* [The task]: Two lines in the listing below mark the span: one contains "Add pyproject.toml" and one contains "- remove install". Reproduce both of them and everything between, exactly.

* [Extracted records]:
PR #147, opened 2021-03-22
CovModels: limit exponent shape parameters to 50 to prevent numerical errors

MuellerSeb:
Some models with shape parameters could run into numerical errors during variogram fitting, since their shape parameters had no upper bound.

Namely:
- TPLSimple
- SuperSpherical
- JBessel
- Rational

The new default upper bound for the shape parameter of these models is `50`. (Can still be changed by the user)


MuellerSeb:
CI currently failing for linux wheels because of this: https://status.quay.io/

LSchueler (approved):
Let's get this thing stable!

PR #154, opened 2021-04-06
Add pyproject.toml

MuellerSeb:
This PR adds a pyproject.toml and updates the installation setup.
- rely on pep517/518 builds for wheels and sdist
- removed all `requirements*.txt` files (in setup.cfg now)
- use `setup.cfg` for all setup configurations
- use `setup.py` only for cython and openmp configurations
- remove install options for openmp and use an environment variable `GSTOOLS_BUILD_PARALLEL` (like sklearn) instead
- use `pyproject.toml` to define build dependencies, setuptools_scm, coverage and black
- add format checking stage in CI (using black)
- update CI script to always use pip and the extras defined in setup.cfg (`[test]`)
- add `.readthedocs.yml` to install gstools with pip and `[doc]` extras on readthedocs
- updated `MANIFEST.in` to shrink wheels and sdist (from 45mb to 28mb in the artifacts on GH-Actions)
- removed development extra `[dev]` from setup which is equal to `pip install gstools[test, doc]`


LSchueler (approved):
I only had a quick look, but this looks so much cleaner! Approved! ;-)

* [Your response]:
Add pyproject.toml

MuellerSeb:
This PR adds a pyproject.toml and updates the installation setup.
- rely on pep517/518 builds for wheels and sdist
- removed all `requirements*.txt` files (in setup.cfg now)
- use `setup.cfg` for all setup configurations
- use `setup.py` only for cython and openmp configurations
- remove install options for openmp and use an environment variable `GSTOOLS_BUILD_PARALLEL` (like sklearn) instead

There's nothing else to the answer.